The Graph Database: One Option for Exploring Big Data
It’s not easy making sense out of a lot of “noise” in data, which is why I think you see conflicting answers about how to “best” approach large datasets. It’s like two different approaches to fishing.
“The majority of companies are on the sidelines because they think they can’t readily access the data they have, they don’t have in house tools or talent to analyze it and don’t have the ability to put the data to use anyway,” writes Matthew Crowl in a recent CAN blog post.
One answer may be the graph database, which uses nodes, properties and edges rather than traditional indexing to store data. In other words, it allows you to create a graph of connections between people, objects and data.
“Relational databases are not very good at relationships … They’re great at the things they do, but when you get a lot of relationships in the data, it all becomes very clumsy and the queries become more complex because everything runs more slowly,” explained Leon Guzenda, the CTO and one of Objectivity’s founders. “A graph database is all about the real connections. Imagine a map. So we have cities. So the nodes in the graph are the cities and then the connection between the cities are technically called edges, so each road, each waterway is represented by an edge.”
One way you could use the graph database is if you wanted to map a route from San Francisco to New York based on shipping preferences — weight, length, cargo content — a graph database could tell you what’s the best, cheapest route, while eliminating any options that wouldn’t be able to handle the cargo.

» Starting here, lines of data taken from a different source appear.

PR #741, opened 2026-06-26
fix(self-driving): github auth screen

sarahxsanders:
## Problem
On the self-driving flow's "Connect GitHub" step, the `wizard_ask` modal shows a long GitHub App authorize URL that wraps across lines in the fixed-width TUI. On terminals without OSC 8 hyperlink support (notably macOS Terminal.app), cmd-clicking grabs only the unwrapped half of the URL, and manual selection picks up the border/padding/line break — so the user can't reliably open or copy the link.

## Changes

**1. Render the URL as a single OSC 8 hyperlink (link-rendering fix)**
`splitPromptIntoSegments` pulls every URL (inline or standalone) onto its own segment so `LinkText` emits it as one OSC 8 hyperlink whose click target stays the full URL on every wrapped line.

before:
image

after: `c` hint to copy or `o` to open in browser if the auto-copy fails/link is unclickable

**2. `press o to open in browser` (the real cross-terminal fix)**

While it allows you to ask specific questions, it also is very open-ended in terms of presenting further relationships. For instance, the demo traced the connections between the two phone numbers — and all the calls in between — but it could also allow you to explore degrees from that relationship — for instance, what if you want to look at the circle of calls with 5 degrees of separation versus 7?
Patterns quickly become apparent, Guzenda explained. A circle of connections that only call each other is likely to indicate a terrorist cell, for instance, he said.
“They don’t call anyone else in the world — that’s it, a very closed ring, you’re probably looking at a terrorist cell,” Guzenda said. “If there’s 30 or 40 people involved and some of them call others and a few people in this group call a lot of people in this group, you’re probably looking at a drug ring and dealers and so on.”
The original system took anywhere from four to 20 or more hours to run a query. Guzenda managed to show it within mere minutes.
“I pushed out seven degrees here. That would take Oracle about 10 hours,” Guzenda said. “That meant after three days, they’d have to release the suspect.”
In the marketing world, relationships can be used to expand something like MCI’s friends and family calling plan.
Most organizations have graph data that could be used, whether it’s logistics, operational, financial transactions or other hierarchical data, he explained.
“The data is in there, it’s just a matter of having a way to represent it and look at it properly,” he said.